- EXERCISE REQUIREMENTS -
In the listing below, find the line holding "looks like this" and the line holding "Screenshot_2025-07-31_19-17-52". Write out those two lines and all lines between, exactly, and nothing more.

(RECORDS SUPPLIED Opens)

Issue #10558, opened 2025-05-27
FP16 support


UjinT34:
scRGB requires FP16 to work properly #9064
FP16 allows color values outside 0.0-1.0 range. Some shaders aren't ready to handle such values.
It makes sense to keep main buffers in linear rgb with FP16 format to simplify the CM and keep the maximum current precision. That will require to do CM twice: from client to main buffer and from main buffer to device. The second CM step will clash with `decoration:screen_shader`.

- [ ] Add an option to change internal format to FP16
- [ ] Use linear sRGB (instead of monitor format) to render to the main buffer
- [ ] Add a second CM step to convert linear sRGB to monitor format instead of `decoration:screen_shader`
- [ ] Add back `decoration:screen_shader` (second draw call? some way to integrate into the CM shader?)
- [ ] Verify that all shaders work as intended with FP16
  - [ ] blur
  - [ ] borders
  - [ ] shadows
- [ ] Check various image exports
   - [ ] Screenshots
   - [ ] Screen record
   - [ ] Mirroring

PR #11294, opened 2025-07-31
screencopy: un-hdr screencopy buffers for cm-unaware clients

### LINKED ISSUE #11284: CM causes screenshots to be washed out

vaxerski:
Fixes #11284 

Transform HDR monitor buffers back to SDR if the screencopy client is cm-unaware.

Doesn't do a _perfect_ job, but it's close enough IMO. 1:1 translation might be hard to achieve.

cc @UjinT34

### DIFF
--- a/src/protocols/ColorManagement.cpp
+++ b/src/protocols/ColorManagement.cpp
@@ -204,6 +204,10 @@ bool CColorManager::good() {
     return m_resource->resource();
 }
 
+wl_client* CColorManager::client() {
+    return m_resource->client();
+}
+
 CColorManagementOutput::CColorManagementOutput(SP<CWpColorManagementOutputV1> resource, WP<CMonitor> monitor) : m_resource(resource), m_monitor(monitor) {
     if UNLIKELY (!good())
         return;
@@ -816,6 +820,10 @@ void CColorManagementProtocol::onMonitorImageDescriptionChanged(WP<CMonitor> mon
     // recheck feedbacks
     for (auto const& feedback : m_feedbackSurfaces)
         feedback->onPreferredChanged();
+}
+
+bool CColorManagementProtocol::isClientCMAware(wl_client* client) {
+    return std::ranges::any_of(m_managers, [client](const auto& m) { return m->client() == client; });
 }
 
 void CColorManagementProtocol::destroyResource(CColorManager* resource) {
--- a/src/protocols/ColorManagement.hpp
+++ b/src/protocols/ColorManagement.hpp
@@ -18,7 +18,8 @@ class CColorManager {
   public:
     CColorManager(SP<CWpColorManagerV1> resource);
 
-    bool good();
+    bool       good();
+    wl_client* client();
 
   private:
     SP<CWpColorManagerV1> m_resource;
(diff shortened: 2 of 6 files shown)


UjinT34:
sRGB -> wide -> sRGB requires at least 12-bit precision to be considered lossless (as in indistinguishable by human eye). HDR requires more and in general loses more data depending on the source and target luminance ranges.
With #10558 it should be much easier to combine everything together and achieve 1:1 conversions. It's just a lot of internal breaking changes. It's a good time to merge #11000. Has a bunch of fixes that should work well with #11084 and `experimental:use_fp16` can be used as a starting point for FP16 transition.

vaxerski:
does this hurt though? The colors arent lossless, but they are _way_ better.

UjinT34:
No. It's probably the best solution atm.
Just a bit clunky that to get a screenshot of an SDR client with `cm = hdr` the data goes: sRGB -> linear -> HDR fb -> linear -> sRGB. Lossy and two extra math-heavy conversions. Also might have some weird interactions with monitor sdr -> hdr settings. They aren't rolled back correctly. If someone complains about those then it's probably not worth fixing without FP16.

vaxerski:
yeah, but we can't do much here, and these ops are still cheaper than re-rendering everything

LionHeartP:
Using `cm=edid` here and trying to screenshot a full screen window of a game running in HDR, looks like this
Screenshot_2025-07-31_19-16-46

It *should* look like this
Screenshot_2025-07-31_19-17-52

This is exactly how it looks if you try to view HDR content when the screen is not modeset to HDR.

UjinT34:
> yeah, but we can't do much here, and these ops are still cheaper than re-rendering everything

With FP16 it'll be "any source -> linear fb -> any target". Without the need for extra conditions and image description swapping. And monitor settings won't mess with the buffer and recording tools.

@LionHeartP monitor sdr and luminance settings and `cm_fs_passthrough` will modify the data in some way. The displayed image might not change because some of those setting are passed to the video driver and videocard/monitor should adjust the image. Screenshotting tools won't get this info and reverse transition isn't entirely correct. Should produce a better result with the default monitor settings. With `cm_fs_passthrough = 1 or 2` most of the hdr stuff is done by hw and the reverse transition will be applied to unmodified source data. Source data description might not match monitor's one in that case.

doomperfect:
Broke screenshots (grim) and screenshare (vesktop) for me :( Both only display a completely black screen now. Tried with both bitdepth 8/10, cm=srgb and wide/edid. Reverting this commit fixes the issue

vaxerski:
...how? Both work perfectly fine for me... what if you just comment out lines 208 - 209 in `src/protocols/screencopy.cpp`?
20250802_14h37m51s

doomperfect:
@vaxerski Yea that also fixed it (tested on top of main)! But I guess that's basically also a revert? 

Also I checked and hyprpicker is also broken for me without reverting this MR, just like in the linked issue

vaxerski:
can you open a discussion for this?

doomperfect:
#11315

PR #11303, opened 2025-08-01
renderer: create fence after each surface pass

gulafaran:
instead of adding the buffers to a vector and late release it on the fence in endrender that signals on ALL prior opengl work.

now its making a synckhr after the surface pass. and in endrender duping the native fd , and moving the dup nativefd to a seperate function in ceglsync that takes a param if we want to flush or not. in this case the endrender fence flushes, the buffer fence just gets the fd. and we are releasing buffers individually as early as possible with as few glflush as we can. however still warrants for some benchmarking and testing. 

because it now means creating a eglsynckhr and fd per surface. gain some, loose some.

### DIFF
--- a/src/helpers/MonitorFrameScheduler.cpp
+++ b/src/helpers/MonitorFrameScheduler.cpp
@@ -51,20 +51,13 @@ void CMonitorFrameScheduler::onPresented() {
 
     m_pendingThird = false;
 
-    Debug::log(TRACE, "CMonitorFrameScheduler: {} -> onPresented, missed, committing pending at the earliest convenience.", m_monitor->m_name);
+    auto mon = m_monitor.lock();
+    g_pHyprRenderer->commitPendingAndDoExplicitSync(mon); // commit the pending frame. If it didn't fire yet (is not rendered) it doesn't matter. Syncs will wait.
 
-    m_pendingThird = false;
-
-    g_pEventLoopManager->doLater([m = m_monitor.lock()] {
-        if (!m)
-            return;
-        g_pHyprRenderer->commitPendingAndDoExplicitSync(m); // commit the pending frame. If it didn't fire yet (is not rendered) it doesn't matter. Syncs will wait.
-
-        // schedule a frame: we might have some missed damage, which got cleared due to the above commit.
-        // TODO: this is not always necessary, but doesn't hurt in general. We likely won't hit this if nothing's happening anyways.
-        if (m->m_damage.hasChanged())
-            g_pCompositor->scheduleFrameForMonitor(m);
-    });
+    // schedule a frame: we might have some missed damage, which got cleared due to the above commit.
+    // TODO: this is not always necessary, but doesn't hurt in general. We likely won't hit this if nothing's happening anyways.
+    if (mon->m_damage.hasChanged())
+        g_pCompositor->scheduleFrameForMonitor(mon);
 }
 
 void CMonitorFrameScheduler::onFrame() {
@@ -104,12 +97,15 @@ void CMonitorFrameScheduler::onFrame() {
 }
 
 void CMonitorFrameScheduler::onFinishRender() {
-    m_sync = CEGLSync::create(); // this destroys the old sync
-    m_sync->dupNativeFence(true);
+    if (m_pendingSync || !m_monitor->m_inFence.isValid())
+        return;
 
-    g_pEventLoopManager->doOnReadable(m_sync->fd().duplicate(), [this, mon = m_monitor] {
+    m_pendingSync = true;
+    g_pEventLoopManager->doOnReadable(m_monitor->m_inFence.duplicate(), [this, mon = m_monitor] {
         if (!mon) // might've gotten destroyed
             return;
+        m_pendingSync = false;
+
         onSyncFired();
     });
 }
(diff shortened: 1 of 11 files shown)


vaxerski:
what about toplevel export?

gulafaran:
> what about toplevel export?

changed it around, now its making a synckhr after the surface pass. and in endrender duping the native fd , and moving the dup nativefd to a seperate function in ceglsync that takes a param if we want to flush or not. in this case the endrender fence flushes, the buffer fence just gets the fd. and as such toplevelexport should be working, and we are releasing buffers individually as early as possible with as few glflush as we can. however still warrants for some benchmarking and testing.

Zebra2711:
@gulafaran what happened with the old version [87f7a3a](https://github.com/hyprwm/Hyprland/commit/87f7a3a208d4496914bea7184e641d10dbbbef0b)?
adding `m_sync->dupNativeFence(true)` in func `void CMonitorFrameScheduler::onFinishRender` makes my obs record with `render:new_render_scheduling = true` have freeze frames and some screen artifacts

gulafaran:
> @gulafaran what happened with the old version [87f7a3a](https://github.com/hyprwm/Hyprland/commit/87f7a3a208d4496914bea7184e641d10dbbbef0b)? adding `m_sync->dupNativeFence(true)` in func `void CMonitorFrameScheduler::onFinishRender` makes my obs record with `render:new_render_scheduling = true` have freeze frames and some screen artifacts

well it merely restored old behaviour, since i moved the duping of the fd into that function, without it on readable would be called on an invalid fd, odd it affected it at all.

gulafaran:
technically i think the new_render_sheduling is a bit wrong, i have it disabled myself because it really messes up dual gpu / external monitor. its also by default off if im not mistaken. but i might have missed something obvious with my changes aswell heh. im gonna be offgrid until wednesday tho. so its gonna have to wait for figuring out what or why is happening here

Zebra2711:
> technically i think the new_render_sheduling is a bit wrong, i have it disabled myself because it really messes up dual gpu / external monitor. its also by default off if im not mistaken. but i might have missed something obvious with my changes aswell heh. im gonna be offgrid until wednesday tho. so its gonna have to wait for figuring out what or why is happening here

Yeah, i ran a test with three versions using `render:new_render_scheduling = true`: without this mr, with the old version [87f7a3a](https://github.com/hyprwm/Hyprland/commit/87f7a3a208d4496914bea7184e641d10dbbbef0b) and the latest. It seems the issue happens on all versions. So, I think that weird stuff is mainly caused by `new_render_scheduling`, but it's strange that it happens randomly

gulafaran:
> > technically i think the new_render_sheduling is a bit wrong, i have it disabled myself because it really messes up dual gpu / external monitor. its also by default off if im not mistaken. but i might have missed something obvious with my changes aswell heh. im gonna be offgrid until wednesday tho. so its gonna have to wait for figuring out what or why is happening here
> 
> Yeah, i ran a test with three versions using `render:new_render_scheduling = true`: without this mr, with the old version [87f7a3a](https://github.com/hyprwm/Hyprland/commit/87f7a3a208d4496914bea7184e641d10dbbbef0b) and the latest. It seems the issue happens on all versions. So, I think that weird stuff is mainly caused by `new_render_scheduling`, but it's strange that it happens randomly

reverted a commitpending in dolater, fixed my obs. but im still seeing a weird artifacting on launch of hyprland for a frame or two. otherwise the new render sheduling seems happy here.

gulafaran:
> > technically i think the new_render_sheduling is a bit wrong, i have it disabled myself because it really messes up dual gpu / external monitor. its also by default off if im not mistaken. but i might have missed something obvious with my changes aswell heh. im gonna be offgrid until wednesday tho. so its gonna have to wait for figuring out what or why is happening here
> 
> Yeah, i ran a test with three versions using `render:new_render_scheduling = true`: without this mr, with the old version [87f7a3a](https://github.com/hyprwm/Hyprland/commit/87f7a3a208d4496914bea7184e641d10dbbbef0b) and the latest. It seems the issue happens on all versions. So, I think that weird stuff is mainly caused by `new_render_scheduling`, but it's strange that it happens randomly

reverted a commitpending in dolater, fixed my obs. but im still seeing a weird artifacting on launch of hyprland for a frame or two. otherwise the new render sheduling seems happy here.

> > > technically i think the new_render_sheduling is a bit wrong, i have it disabled myself because it really messes up dual gpu / external monitor. its also by default off if im not mistaken. but i might have missed something obvious with my changes aswell heh. im gonna be offgrid until wednesday tho. so its gonna have to wait for figuring out what or why is happening here
> > 
> > 
> > Yeah, i ran a test with three versions using `render:new_render_scheduling = true`: without this mr, with the old version [87f7a3a](https://github.com/hyprwm/Hyprland/commit/87f7a3a208d4496914bea7184e641d10dbbbef0b) and the latest. It seems the issue happens on all versions. So, I think that weird stuff is mainly caused by `new_render_scheduling`, but it's strange that it happens randomly
> 
> reverted a commitpending in dolater, fixed my obs. but im still seeing a weird artifacting on launch of hyprland for a frame or two. otherwise the new render sheduling seems happy here.

ok nvm so it only worked fine on dual monitors, going single it brought back the reason for vaxry adding dolater -_-. time do dig.

Zebra2711:
It seems to be working fine now with `new_render_scheduling=true`. But, when open obs and change `new_render_scheduling` from `false` to `true` the screen is freeze (key bind still work), so it seems that only the screen rendering stops. Undoing the change (undo key in vim and saved hyprland.conf) makes it normal again.

gulafaran:
yeah im sending a PR only fixing the new_render soon, before i fiddle with this per surface fence. seems there is a bunch of buffer release assumptions made here that needs to be incorporated to the actual pageflip now that the new_render can "prerender" a frame.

(RECORDS SUPPLIED Closes)

- THE ANSWER -
Using `cm=edid` here and trying to screenshot a full screen window of a game running in HDR, looks like this
Screenshot_2025-07-31_19-16-46

It *should* look like this
Screenshot_2025-07-31_19-17-52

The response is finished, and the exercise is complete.